Don't give any thought to snooping. She's your partner, your wife. She's selectively deleting texts to prevent SOMEBODY from seeing them. That somebody could be you, or it could be her employer. The reality is, if she was worried her employer would find out, she'd put a quick end to it, because the phones are certainly monitored by her work IT department. Chances are 75% that she's deleting them so that YOU don't see them. 

In order to track her texts you'll need her Apple ID and password. Do you know that? 

It would be helpful to know if you've discovered any inappropriate texts that haven't been deleted? How many texts are there? How do you know that texts have been deleted - are they individual texts or whole threads? How long has this been going on? Has your W been more disconnected? Does she have her phone with her all the time - in the bathroom, going to another room? Does she stay up after you more often? Has sex frequency/quality gone down recently? Has your W shared with you anything about this other person? Has she upped her appearance?

Eyes and ears wide open. Do not confront her on this yet. Keep posting what you see and hear in this forum. You'll get lots of help and support. All may be well in the end. Or it may not be. We'll help you find out.

PS. Is the old work phone still laying around or did she have to turn it in?


----------



## 86857 (Sep 5, 2013)

Does she sync her phone on your home computer?
For a Mac download a free program IBackup Viewer and just run it. It will find any iphones being synced on it. There you can see everything that was on it when she last synced (though not deleted texts I think).
There's another program called iScavenge - same (I think).

But, there's one called Decipher TextMessage & if you get the full version ($20 I think) it can also retrieve deleted messages or bits of them. On the free one it gives you the first couple of words of the deleted text.

Texts don't actually get deleted, just flagged so they don't show up. Eventually they get written over when the memory gets full. Hence you might see a full one or fragments. These also show up on a Spotlight search even though they are flagged as deleted. So if you can get your hands on her phone do a *Spotlight search *and type in the guys number and see if anything shows up.

It's a while since I did it but it's a start for you anyway. 
Does she email him, or is he a FB friend?
Make sure she doesn't know you are snooping and if there is something there, you'll find it. 

If your gut says something isn't right, don't ignore it.

Also why would she think people at work would look at msgs on her phone? 

And BTW, she shouldn't be getting friendly with a guy from work to the extent that she is texting him - that ain't allowed in marriage last I heard. Not unless she's telling you all about it which she is clearly not.

Good luck and I hope there's another explanation.


----------



## hawx20 (Jan 10, 2013)

I heard that you can lookup deleted texts using the phones search function.

My stepsons dad texted my wife one time and she said he must've texted the wrong person. I noticed a few days later the texts from him were deleted.
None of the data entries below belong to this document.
PR #5197, opened 2024-05-03
chore(deps): use secp256k1 version exported by bitcoin

tvolk131:
The bitcoin crate exports the version of the secp256k1 crate that it uses. Why not just rely on that?

Also rely on secp256k1 instead of secp256k1-zkp.


tvolk131:
Closing in favor of #5219 based on a devcall discussion

PR #5211, opened 2024-05-06
feat: enable migration of ln config to lnv2 config

joschisan:
This is safe because encrypted preimage can only be decrypted in their respective module as the bls signatures internal to the ciphertext which authenticate the encryption commit to different messages hashes.

### DIFF
--- a/modules/fedimint-lnv2-common/src/config.rs
+++ b/modules/fedimint-lnv2-common/src/config.rs
@@ -5,6 +5,7 @@ use fedimint_core::core::ModuleKind;
 use fedimint_core::encoding::{Decodable, Encodable};
 use fedimint_core::envs::BitcoinRpcConfig;
 use fedimint_core::{plugin_types_trait_impl_config, Amount, PeerId};
+use group::Curve;
 use serde::{Deserialize, Serialize};
 use tpe::{AggregatePublicKey, PublicKeyShare, SecretKeyShare};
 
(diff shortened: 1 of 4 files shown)


justinmoon:
dev call: ideally we could add arbitrary new modules to running federation, but that's long-term project. these changes help us to add just the lnv2 module to a running federation that has the lnv1 module.

modules/fedimint-lnv2-common/src/config.rs
```diff
@@ -107,3 +108,51 @@ impl Default for FeeConsensus {
...
 }
+
+#[allow(dead_code)]
+fn migrate_config_consensus(
+    config: fedimint_ln_common::config::LightningConfigConsensus,
+    peer_count: u16,
+) -> LightningConfigConsensus {
+    LightningConfigConsensus {
+        tpe_agg_pk: AggregatePublicKey(config.threshold_pub_keys.public_key().0.to_affine()),
+        tpe_pks: (0..peer_count)
```
elsirion, line 119: Didn't we talk about not wanting this redundancy anymore? You proposed saving the public polynomial instead iirc and deriving both shares and the aggregated key from that on startup.

elsirion (approved):
Looks reasonable.

m1sterc001guy (dismissed):

dpc (approved):

Issue #5195, opened 2024-05-02
mint_client_sanity flake: losing 1msat balance


dpc:
```
 fedimint-test-all-wasm32-unknown-unknown-ci> 00:00:43 2024-05-02T20:26:22.963236Z  INFO mint_client_sanity: receiver info info={"federation_id":"7267eec085ffc1b2c3289a043741bc39e8036930679e71c387d9a1011b6eb151","network":"regtest","meta":{"federation_name":"testfed"},"total_amount_msat":19,"total_num_notes":10,"denominations_msat":{"1":5,"2":3,"4":2}}
fedimint-test-all-wasm32-unknown-unknown-ci> 00:00:43 thread 'main' panicked at modules/fedimint-mint-tests/src/bin/mint-client-sanity.rs:75:5:
fedimint-test-all-wasm32-unknown-unknown-ci> 00:00:43 assertion `left == right` failed
fedimint-test-all-wasm32-unknown-unknown-ci> 00:00:43   left: 19
fedimint-test-all-wasm32-unknown-unknown-ci> 00:00:43  right: 20
fedimint-test-all-wasm32-unknown-unknown-ci> 00:00:43 note: run with `RUST_BACKTRACE=1` environment variable to display a backtrace
fedimint-test-all-wasm32-unknown-unknown-ci> ## FAIL: mint_client_sanity
```

https://github.com/fedimint/fedimint/actions/runs/8929917822/job/24528829288

It could be related to another flake we've seen where we are sometimes losing a note.

dpc:
Ping @elsirion for awareness.

dpc:
```
> retry-success.sh ./scripts/tests/mint-client-sanity.sh
```

reproduces on my system after a long while

dpc:
Interesting observation: if you restore the client from passphrase it has correct balance. So it's definitely the client that lost something.

maan2003:
there is `Cmd::run_with_logging`, you can't use `out_string` then

maan2003:
oh there is also `FM_DEVIMINT_CMD_INHERIT_STDERR` which will have stderr inherit

dpc:
Yeah, I run with `retry-success.sh env RUST_LOG=fm=debug,info FM_DEVIMINT_CMD_INHERIT_STDERR=1 ./scripts/tests/mint-client-sanity.sh`, and also wrote a test in which a client remints over and over `1msat` and it's the fastest way to trigger. Eventually the note disappears.

[...]

PR #5212, opened 2024-05-06
fix: make RocksDB maximally safe

elsirion:
While investigating #5195 I came across the idea that RocksDB may be losing data in case of unclean shutdowns. While I don't think there's a high probability for that causing #5195, it still seems worth fixing. @m1sterc001guy lmk if I misunderstood something.

See WAL docs: https://github.com/facebook/rocksdb/wiki/WAL-Performance

<p align="center">
  Screenshot 2024-05-06 at 15-53-36 PayPerQ
  &nbsp; &nbsp; &nbsp; &nbsp; 
  Screenshot 2024-05-06 at 15-53-22 PayPerQ
</p>

### DIFF
--- a/fedimint-rocksdb/src/lib.rs
+++ b/fedimint-rocksdb/src/lib.rs
@@ -14,7 +14,9 @@ use fedimint_core::db::{
 };
 use futures::stream;
 pub use rocksdb;
-use rocksdb::{OptimisticTransactionDB, OptimisticTransactionOptions, WriteOptions};
+use rocksdb::{
+    DBRecoveryMode, OptimisticTransactionDB, OptimisticTransactionOptions, WriteOptions,
+};
 use tracing::debug;
 
 use crate::envs::FM_ROCKSDB_WRITE_BUFFER_SIZE_ENV;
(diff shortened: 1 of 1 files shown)


dpc:
Should we do it only on the client side? On the server side peer redundancy renders this less of a problem, and shutdowns happen less often. On the client side performance matters less and client gets abruptly terminated all the time.

m1sterc001guy (approved):
Hm RocksDb continues to amaze me. I would have thought `wal_sync=true` would have been the default option. This config seems to break the whole notion of a transaction, I'm surprised its even configurable.

m1sterc001guy:
Perf might be impacted by this, but likely only under highly concurrently scenarios. We should see if our latency tests get any worse

dpc:
> Perf might be impacted by this, but likely only under highly concurrently scenarios.

It's not only high concurrency scenarios. Any write to WAL will end with `fsync` which is often quite slow and will add some fixed amount of delay before it returns. On something like nvme it might be 10-100 us, on ssd 1-10ms, on hdd 10-100ms. If the system is busy it might be even higher, up to seconds.

@m1sterc001guy @elsirion

elsirion:
I don't think perf is a concern for now. We can always optimize, but reliability should be the highest priority.

PR #5217, opened 2024-05-06
chore: gateway list_active_channels command includes funding outpoint

tvolk131:
To close a channel, both LDK and LND require the channel's funding TXID and output index, so we're adding them to the `gateway lightning list-active-channels` command output to ensure all necessary data is present to close channels

### DIFF
--- a/gateway/ln-gateway/src/lightning/lnd.rs
+++ b/gateway/ln-gateway/src/lightning/lnd.rs
@@ -787,12 +787,25 @@ impl ILnRpcClient for GatewayLndClient {
                             0
                         };
 
+                    let (channel_point_txid, channel_point_output_index) = channel
+                        .channel_point
+                        .split_once(':')
+                        .map(|(txid, output_index)| {
+                            (
+                                txid.to_string(),
+                                output_index.parse::<u32>().unwrap_or_default(),
+                            )
+                        })
+                        .unwrap_or_default();
+
                     ChannelInfo {
                         remote_pubkey: channel.remote_pubkey,
                         channel_size_sats,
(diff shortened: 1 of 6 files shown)


gateway/ln-gateway/src/lightning/lnd.rs
```diff
@@ -787,12 +787,25 @@ impl ILnRpcClient for GatewayLndClient {
...
+                    let (channel_point_txid, channel_point_output_index) = channel
+                        .channel_point
+                        .split_once(':')
+                        .map(|(txid, output_index)| {
+                            (
+                                txid.to_string(),
+                                output_index.parse::<u32>().unwrap_or_default(),
+                            )
+                        })
+                        .unwrap_or_default();
```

I busted her when she forgot to delete one of them.


----------



## roostr (Oct 20, 2012)

Assuming that she is deleting texts for any purpose other than to hide what was said is a mistake. We all would love to believe that our spouses weren't cheating so initially we tend to make up our own excuses in our minds to minimize the possibility that there is something far worse going on. Only to find out down the road that the worst was true. Be careful my friend and trust your gut feeling.


----------



## Stressedandsad (Jan 29, 2014)

I've tried a few of them so far and none of them pick up all the deleted texts. They only pick up a few. I found the ones that were on the phone the longest seem to come through on those retrieval programs. If she deletes them immediately, you're less likely to recover them. I found Wondershare Dr. Fone to be the best and you can download it for free. You can still see the texts without buying the full program but you can't retrieve them and put them back on the phone. (which you don't need anyway)
You'll either need access to her phone though or if she's backed it up on itunes, you can pull the latest backup without the actual phone. You can also pull icloud if you have that password.

If you have the actual phone (I waited until H went to sleep) then you can also plug it directly into the program without jailbreaking it. Takes about 5-7 min. so you would need to be sure you have that much time undetected. 

One last thing, deleted texts come through in strange order and sometimes garbled. Hard to find them because you have to scroll through every single text.


----------



## Thound (Jan 20, 2013)

Does she lock her phone? Does she guard her phone? Does the bulk of her texts happen when your not around? These are red flags as well.
_Posted via Mobile Device_


----------



## happi_g_more2 (Jan 27, 2014)

john1068 said:


> Don't give any thought to snooping. She's your partner, your wife. She's selectively deleting texts to prevent SOMEBODY from seeing them. That somebody could be you, or it could be her employer. The reality is, if she was worried her employer would find out, she'd put a quick end to it, because the phones are certainly monitored by her work IT department. Chances are 75% that she's deleting them so that YOU don't see them.


Id say 5%, but I get what you are saying



john1068 said:


> In order to track her texts you'll need her Apple ID and password. Do you know that?


Hell yeah. I know all all her stuff.



john1068 said:


> It would be helpful to know if you've discovered any inappropriate texts that haven't been deleted? How many texts are there? How do you know that texts have been deleted - are they individual texts or whole threads? How long has this been going on? Has your W been more disconnected? Does she have her phone with her all the time - in the bathroom, going to another room? Does she stay up after you more often? Has sex frequency/quality gone down recently? Has your W shared with you anything about this other person? Has she upped her appearance?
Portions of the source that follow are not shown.